=== Exercise materials ===
__________________________________________________

PR #8251, opened 2019-04-08
[BEAM-7029] Add KafkaIO.Read as external transform

mxm:
This adds KafkaIO.Read as an external transform and includes a Python wrapper (ReadFromkafka) for convenience.

CC @tweise @robertwb @ihji @lukecwik  

--- | --- | --- | --- | ---

### DIFF
--- a/sdks/java/io/kafka/src/main/java/org/apache/beam/sdk/io/kafka/KafkaIO.java
+++ b/sdks/java/io/kafka/src/main/java/org/apache/beam/sdk/io/kafka/KafkaIO.java
@@ -21,12 +21,15 @@ import static org.apache.beam.vendor.guava.v20_0.com.google.common.base.Precondi
 import static org.apache.beam.vendor.guava.v20_0.com.google.common.base.Preconditions.checkNotNull;
 import static org.apache.beam.vendor.guava.v20_0.com.google.common.base.Preconditions.checkState;
 
+import com.google.auto.service.AutoService;
 import com.google.auto.value.AutoValue;
 import java.io.InputStream;
 import java.io.OutputStream;
+import java.lang.reflect.Method;
 import java.lang.reflect.ParameterizedType;
 import java.lang.reflect.Type;
 import java.util.ArrayList;
+import java.util.Collections;
 import java.util.HashMap;
 import java.util.List;
 import java.util.Map;
@@ -35,17 +38,22 @@ import java.util.Set;
 import javax.annotation.Nullable;
 import org.apache.beam.sdk.annotations.Experimental;
 import org.apache.beam.sdk.coders.AtomicCoder;
+import org.apache.beam.sdk.coders.ByteArrayCoder;
 import org.apache.beam.sdk.coders.CannotProvideCoderException;
 import org.apache.beam.sdk.coders.Coder;
 import org.apache.beam.sdk.coders.CoderRegistry;
 import org.apache.beam.sdk.coders.KvCoder;
 import org.apache.beam.sdk.coders.NullableCoder;
+import org.apache.beam.sdk.coders.VarIntCoder;
+import org.apache.beam.sdk.coders.VarLongCoder;
+import org.apache.beam.sdk.expansion.ExternalTransformRegistrar;
 import org.apache.beam.sdk.io.Read.Unbounded;
 import org.apache.beam.sdk.io.UnboundedSource;
 import org.apache.beam.sdk.io.UnboundedSource.CheckpointMark;
 import org.apache.beam.sdk.options.PipelineOptions;
 import org.apache.beam.sdk.options.ValueProvider;
 import org.apache.beam.sdk.transforms.DoFn;
+import org.apache.beam.sdk.transforms.ExternalTransformBuilder;
 import org.apache.beam.sdk.transforms.MapElements;
 import org.apache.beam.sdk.transforms.PTransform;
 import org.apache.beam.sdk.transforms.ParDo;
@@ -57,6 +65,7 @@ import org.apache.beam.sdk.values.PBegin;
 import org.apache.beam.sdk.values.PCollection;
 import org.apache.beam.sdk.values.PDone;
 import org.apache.beam.vendor.guava.v20_0.com.google.common.annotations.VisibleForTesting;
+import org.apache.beam.vendor.guava.v20_0.com.google.common.base.Charsets;
 import org.apache.beam.vendor.guava.v20_0.com.google.common.base.Joiner;
 import org.apache.beam.vendor.guava.v20_0.com.google.common.collect.ImmutableList;
 import org.apache.beam.vendor.guava.v20_0.com.google.common.collect.ImmutableMap;
@@ -351,7 +360,8 @@ public class KafkaIO {
     abstract Builder<K, V> toBuilder();
 
     @AutoValue.Builder
-    abstract static class Builder<K, V> {
+    abstract static class Builder<K, V>
+        implements ExternalTransformBuilder<External.Configuration, PBegin, PCollection<KV<K, V>>> {
       abstract Builder<K, V> setConsumerConfig(Map<String, Object> config);
 
       abstract Builder<K, V> setTopics(List<String> topics);
@@ -386,6 +396,121 @@ public class KafkaIO {
       abstract Builder<K, V> setOffsetConsumerConfig(Map<String, Object> offsetConsumerConfig);
 
       abstract Read<K, V> build();
+
+      @Override
+      public PTransform<PBegin, PCollection<KV<K, V>>> buildExternal(
+          External.Configuration config) {
+        ImmutableList.Builder<String> listBuilder = ImmutableList.builder();
+        for (byte[] topic : config.topics) {
+          listBuilder.add(utf8String(topic));
+        }
+        setTopics(listBuilder.build());
+
+        String keyDeserializerClassName = utf8String(config.keyDeserializer);
+        Class keyDeserializer = resolveClass(keyDeserializerClassName);
+        setKeyDeserializer(keyDeserializer);
+        setKeyCoder(resolveCoder(keyDeserializer));
+
+        String valueDeserializerClassName = utf8String(config.valueDeserializer);
+        Class valueDeserializer = resolveClass(valueDeserializerClassName);
+        setValueDeserializer(valueDeserializer);
+        setValueCoder(resolveCoder(valueDeserializer));
+
+        Map<String, Object> consumerConfig = new HashMap<>();
+        for (KV<byte[], byte[]> kv : config.consumerConfig) {
+          String key = utf8String(kv.getKey());
+          String value = utf8String(kv.getValue());
+          consumerConfig.put(key, value);
+        }
+        // Key and Value Deserializers always have to be in the config.
+        consumerConfig.put(ConsumerConfig.KEY_DESERIALIZER_CLASS_CONFIG, keyDeserializer.getName());
+        consumerConfig.put(
+            ConsumerConfig.VALUE_DESERIALIZER_CLASS_CONFIG, valueDeserializer.getName());
+        setConsumerConfig(consumerConfig);
+
+        // Set required defaults
+        setTopicPartitions(Collections.emptyList());
+        setConsumerFactoryFn(Read.KAFKA_CONSUMER_FACTORY_FN);
+        setMaxNumRecords(Long.MAX_VALUE);
+        setCommitOffsetsInFinalizeEnabled(false);
+        setTimestampPolicyFactory(TimestampPolicyFactory.withProcessingTime());
+        // We do not include Metadata until we can encode KafkaRecords cross-language
+        return build().withoutMetadata();
+      }
+
+      private static Coder resolveCoder(Class deserializer) {
+        for (Method method : deserializer.getDeclaredMethods()) {
+          if (method.getName().equals("deserialize")) {
+            Class<?> returnType = method.getReturnType();
+            if (returnType.equals(Object.class)) {
+              continue;
+            }
+            if (returnType.equals(byte[].class)) {
+              return ByteArrayCoder.of();
+            } else if (returnType.equals(Integer.class)) {
+              return VarIntCoder.of();
+            } else if (returnType.equals(Long.class)) {
+              return VarLongCoder.of();
+            } else {
+              throw new RuntimeException("Couldn't infer Coder from " + deserializer);
+            }
+          }
+        }
+        throw new RuntimeException("Couldn't resolve coder for Deserializer: " + deserializer);
+      }
+
+      private static Class resolveClass(String className) {
+        try {
+          return Class.forName(className);
+        } catch (ClassNotFoundException e) {
+          throw new RuntimeException("Could not find deserializer class: " + className);
+        }
+      }
+
+      private static String utf8String(byte[] bytes) {
+        return new String(bytes, Charsets.UTF_8);
+      }
+    }
+
+    /**
+     * Exposes {@link KafkaIO.TypedWithoutMetadata} as an external transform for cross-language
+     * usage.
+     */
+    @AutoService(ExternalTransformRegistrar.class)
+    public static class External implements ExternalTransformRegistrar {
+
+      public static final String URN = "beam:external:java:kafka:read:v1";
+
+      @Override
+      public Map<String, Class<? extends ExternalTransformBuilder>> knownBuilders() {
+        return ImmutableMap.of(URN, AutoValue_KafkaIO_Read.Builder.class);
+      }
+
+      /** Parameters class to expose the transform to an external SDK. */
+      public static class Configuration {
+
+        // All byte arrays are UTF-8 encoded strings
+        private Iterable<KV<byte[], byte[]>> consumerConfig;
+        private Iterable<byte[]> topics;
+        private byte[] keyDeserializer;
+        private byte[] valueDeserializer;
+
+        public void setConsumerConfig(Iterable<KV<byte[], byte[]>> consumerConfig) {
+          this.consumerConfig = consumerConfig;
+        }
+
+        public void setTopics(Iterable<byte[]> topics) {
+          this.topics = topics;
+        }
+
+        public void setKeyDeserializer(byte[] keyDeserializer) {
+          this.keyDeserializer = keyDeserializer;
+        }
+
+        public void setValueDeserializer(byte[] valueDeserializer) {
+          this.valueDeserializer = valueDeserializer;
+        }
+      }
     }
 
     /** Sets the bootstrap servers for the Kafka consumer. */
--- a/sdks/python/apache_beam/io/external/kafka.py
+++ b/sdks/python/apache_beam/io/external/kafka.py
@@ -1,0 +1,152 @@
+#
+# Licensed to the Apache Software Foundation (ASF) under one or more
+# contributor license agreements.  See the NOTICE file distributed with
+# this work for additional information regarding copyright ownership.
+# The ASF licenses this file to You under the Apache License, Version 2.0
+# (the "License"); you may not use this file except in compliance with
+# the License.  You may obtain a copy of the License at
+#
+#    http://www.apache.org/licenses/LICENSE-2.0
+#
+# Unless required by applicable law or agreed to in writing, software
+# distributed under the License is distributed on an "AS IS" BASIS,
+# WITHOUT WARRANTIES OR CONDITIONS OF ANY KIND, either express or implied.
+# See the License for the specific language governing permissions and
+# limitations under the License.
+#
+"""
+  PTransforms for supporting Kafka in Python pipelines. These transforms do not
+  run a Kafka client in Python. Instead, they expand to ExternalTransform and
+  utilize the Java SDK's Kafka IO. The expansion service will insert Kafka Java
+  transforms before the pipeline is executed. Users currently have to provide
+  the address of the Java expansion service. Flink Users can use the built-in
+  expansion service of the Flink Runner's job server.
+"""
+
+from __future__ import absolute_import
+
+from apache_beam import ExternalTransform
+from apache_beam import pvalue
+from apache_beam.coders import BytesCoder
+from apache_beam.coders import IterableCoder
+from apache_beam.coders import TupleCoder
+from apache_beam.coders.coders import LengthPrefixCoder
+from apache_beam.portability.api.external_transforms_pb2 import ConfigValue
+from apache_beam.portability.api.external_transforms_pb2 import ExternalConfigurationPayload
+from apache_beam.transforms import ptransform
+
+
+class ReadFromKafka(ptransform.PTransform):
+  """
+    An external PTransform which reads from Kafka and returns a KV pair for
+    each item in the specified Kafka topics. If no Kafka Deserializer for
+    key/value is provided, then the data will be returned as a raw byte array.
+
+    Note: To use this transform, you need to start the Java expansion service.
+    Please refer to the portability documentation on how to do that. The
+    expansion service address has to be provided when instantiating this
+    transform. During pipeline translation this transform will be replaced by
+    the Java SDK's KafkaIO.
+
+    If you start Flink's job server, the expansion service will be started on
+    port 8097. This is also the configured default for this transform. For a
+    different address, please set the expansion_service parameter.
+
+    For more information see:
+    - https://beam.apache.org/documentation/runners/flink/
+    - https://beam.apache.org/roadmap/portability/
+
+    Note: Runners need to support translating Read operations in order to use
+    this source. At the moment only the Flink Runner supports this.
+  """
+
+  # Returns the key/value data as raw byte arrays
+  byte_array_deserializer = 'org.apache.kafka.common.serialization.' \
+                            'ByteArrayDeserializer'
+
+  def __init__(self, consumer_config,
+               topics,
+               key_deserializer=byte_array_deserializer,
+               value_deserializer=byte_array_deserializer,
+               expansion_service='localhost:8097'):
+    """
+    Initializes a read operation from Kafka.
+
+    :param consumer_config: A dictionary containing the consumer configuration.
+    :param topics: A list of topic strings.
+    :param key_deserializer: A fully-qualified Java class name of a Kafka
+                             Deserializer for the topic's key, e.g.
+                             'org.apache.kafka.common.
+                             serialization.LongDeserializer'.
+                             Default: 'org.apache.kafka.common.
+                             serialization.ByteArrayDeserializer'.
+    :param value_deserializer: A fully-qualified Java class name of a Kafka
+                               Deserializer for the topic's value, e.g.
+                               'org.apache.kafka.common.
+                               serialization.LongDeserializer'.
+                               Default: 'org.apache.kafka.common.
+                               serialization.ByteArrayDeserializer'.
+    :param expansion_service: The address (host:port) of the ExpansionService.
+    """
+    super(ReadFromKafka, self).__init__()
+    self._urn = 'beam:external:java:kafka:read:v1'
+    self.consumer_config = consumer_config
+    self.topics = topics
+    self.key_deserializer = key_deserializer
+    self.value_deserializer = value_deserializer
+    self.expansion_service = expansion_service
+
+  def expand(self, pbegin):
+    if not isinstance(pbegin, pvalue.PBegin):
+      raise Exception("ReadFromKafka must be a root transform")
+
+    args = {
+        'consumer_config':
+            ReadFromKafka._encode_map(self.consumer_config),
+        'topics':
+            ReadFromKafka._encode_list(self.topics),
+        'key_deserializer':
+            ReadFromKafka._encode_str(self.key_deserializer),
+        'value_deserializer':
+            ReadFromKafka._encode_str(self.value_deserializer),
+    }
+
+    payload = ExternalConfigurationPayload(configuration=args)
+    return pbegin.apply(
+        ExternalTransform(
+            self._urn,
+            payload.SerializeToString(),
+            self.expansion_service))
+
+  @staticmethod
+  def _encode_map(dict_obj):
+    kv_list = [(key.encode('utf-8'), val.encode('utf-8'))
+               for key, val in dict_obj.items()]
+    coder = IterableCoder(TupleCoder(
+        [LengthPrefixCoder(BytesCoder()), LengthPrefixCoder(BytesCoder())]))
+    coder_urns = ['beam:coder:iterable:v1',
+                  'beam:coder:kv:v1',
+                  'beam:coder:bytes:v1',
+                  'beam:coder:bytes:v1']
+    return ConfigValue(
+        coder_urn=coder_urns,
+        payload=coder.encode(kv_list))
+
+  @staticmethod
+  def _encode_list(list_obj):
+    encoded_list = [val.encode('utf-8') for val in list_obj]
+    coder = IterableCoder(LengthPrefixCoder(BytesCoder()))
+    coder_urns = ['beam:coder:iterable:v1',
+                  'beam:coder:bytes:v1']
+    return ConfigValue(
+        coder_urn=coder_urns,
+        payload=coder.encode(encoded_list))
+
+  @staticmethod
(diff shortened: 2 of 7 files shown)


sdks/python/apache_beam/io/external/kafka.py
```diff
@@ -0,0 +1,102 @@
...
+    self._urn = 'beam:external:java:kafka:read:v1'
+    self.consumer_config = consumer_config
+    self.topics = topics
+    self.key_deserializer = key_deserializer
+    self.value_deserializer = value_deserializer
+    self.expansion_service = expansion_service
+
+  def expand(self, pbegin):
+    if not isinstance(pbegin, pvalue.PBegin):
+      raise Exception("GenerateSequence must be a root transform")
```
ihji: GenerateSequence -> ReadFromKafka

sdks/python/apache_beam/io/external/kafka.py
```diff
@@ -0,0 +1,102 @@
...
+
+    args = {
+        'consumer_config':
+            KafkaRead._encode_map(self.consumer_config),
```
ihji: KafkaRead -> ReadFromKafka

sdks/python/apache_beam/io/external/kafka.py
```diff
@@ -0,0 +1,102 @@
...
+        'topics':
+            KafkaRead._encode_list(self.topics),
```
ihji: KafkaRead -> ReadFromKafka

sdks/python/apache_beam/io/external/kafka.py
```diff
@@ -0,0 +1,102 @@
...
+        'key_deserializer':
+            KafkaRead._encode_str(self.key_deserializer),
```
ihji: KafkaRead -> ReadFromKafka

sdks/python/apache_beam/io/external/kafka.py
```diff
@@ -0,0 +1,102 @@
...
+        'value_deserializer':
+            KafkaRead._encode_str(self.value_deserializer),
```
ihji: KafkaRead -> ReadFromKafka

sdks/python/apache_beam/io/external/kafka.py
mxm: Ah, thanks. I renamed this before opening the PR and missed those.

sdks/python/apache_beam/io/external/kafka.py
mxm: Thanks for spotting.

mxm:
Thanks for taking a look @lukecwik. The design document for this is https://s.apache.org/beam-cross-language-io. Approach (2) in the design doc was the original proposal for configuring cross-language transforms. It is very close to what you are suggesting. The PR #7875 originally had this design, but we changed it to match approach (1) after a discussion in the PR, on the mailing list, and in a meeting which @chamikaramj summarized on the mailing list.

It is not necessarily a contradiction to support both, an explicit Proto for each transform, and a generic approach. However, the main objective for cross-language transforms was that there should not be the need for users to write Proto. So the generic approach was deemed more important.

>Also, how do you "choose" what the output type of the PCollection produced by Kafka.Read is?
If someone passes in the org.apache.kafka.common.serialization.LongDeserializer like in your example, the returned PCollection may contain some Java SDK specific coder. Would it make sense to have a mapping from beam coder URNs to kafka deserializers instead?

Good point. I think it makes sense to define a mapping of supported coders for Kafka deserializers, since we can only support standard SDK coders.

mxm:
Run Java PreCommit

mxm:
Run Java PreCommit

mxm:
Flaky Hadoop-related test: https://builds.apache.org/job/beam_PreCommit_Java_Commit/5269/console

mxm:
Run Python PreCommit

chamikaramj:
@lukecwik I summarized the current design (adapter from Max's original design doc) in an email to dev list: https://lists.apache.org/thread.html/b99ba8527422e31ec7bb7ad9dc3a6583551ea392ebdc5527b5fb4a67@%3Cdev.beam.apache.org%3E

The idea is to minimize the amount of work a transform author has to do to make a given transform available to remote SDKs. With the current solution, the transform authors simply have to provide a builder that can be used to build the transform from a given config object (POJO). Framework will generate a proto from this that defines the wire format. Remote SDKs can invoke arbitrary transforms that are exposed through the expansion API (and has a builder available) by using generic ExternalTransform. Also, transform authors may define nicer wrappers (of ExternalTransform) if they choose to do so.

Of course this means that a cross-SDK interaction can only be done thorough standard coders that are defined for both languages. These will be used for (1) encoding parameters used to build the rewmote transform (2) encoding data transferred between SDKs at runtime. A pipeline author has to be aware of this and has to make sure that transforms at SDK boundaries use standard coders. We hope the solution will become more generic once Beam SQL becomes available (where we should be able to do a Row to Row conversion from SDK A to SDK B for generic types).

mxm:
Run Python PreCommit

sdks/java/io/kafka/src/main/java/org/apache/beam/sdk/io/kafka/KafkaIO.java
```diff
@@ -386,6 +397,114 @@
...
+          throw new RuntimeException("Could not find deserializer class: " + className);
+        }
+      }
+
+      private static String utf8String(byte[] bytes) {
+        return new String(bytes, Charsets.UTF_8);
+      }
+    }
+
+    /** Exposes GenerateSequence as an external transform for cross-language usage. */
```
chamikaramj: s/GenerateSequence/KafkaIO.Read

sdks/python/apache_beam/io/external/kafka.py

__________________________________________________

Lines from the start of the material above through the line containing "-35,17 +38,22 @@ import java.util.Set;" are to be duplicated exactly, and only those.

=== Answer section ===
PR #8251, opened 2019-04-08
[BEAM-7029] Add KafkaIO.Read as external transform

mxm:
This adds KafkaIO.Read as an external transform and includes a Python wrapper (ReadFromkafka) for convenience.

CC @tweise @robertwb @ihji @lukecwik  

--- | --- | --- | --- | ---

### DIFF
--- a/sdks/java/io/kafka/src/main/java/org/apache/beam/sdk/io/kafka/KafkaIO.java
+++ b/sdks/java/io/kafka/src/main/java/org/apache/beam/sdk/io/kafka/KafkaIO.java
@@ -21,12 +21,15 @@ import static org.apache.beam.vendor.guava.v20_0.com.google.common.base.Precondi
 import static org.apache.beam.vendor.guava.v20_0.com.google.common.base.Preconditions.checkNotNull;
 import static org.apache.beam.vendor.guava.v20_0.com.google.common.base.Preconditions.checkState;
 
+import com.google.auto.service.AutoService;
 import com.google.auto.value.AutoValue;
 import java.io.InputStream;
 import java.io.OutputStream;
+import java.lang.reflect.Method;
 import java.lang.reflect.ParameterizedType;
 import java.lang.reflect.Type;
 import java.util.ArrayList;
+import java.util.Collections;
 import java.util.HashMap;
 import java.util.List;
 import java.util.Map;
@@ -35,17 +38,22 @@ import java.util.Set;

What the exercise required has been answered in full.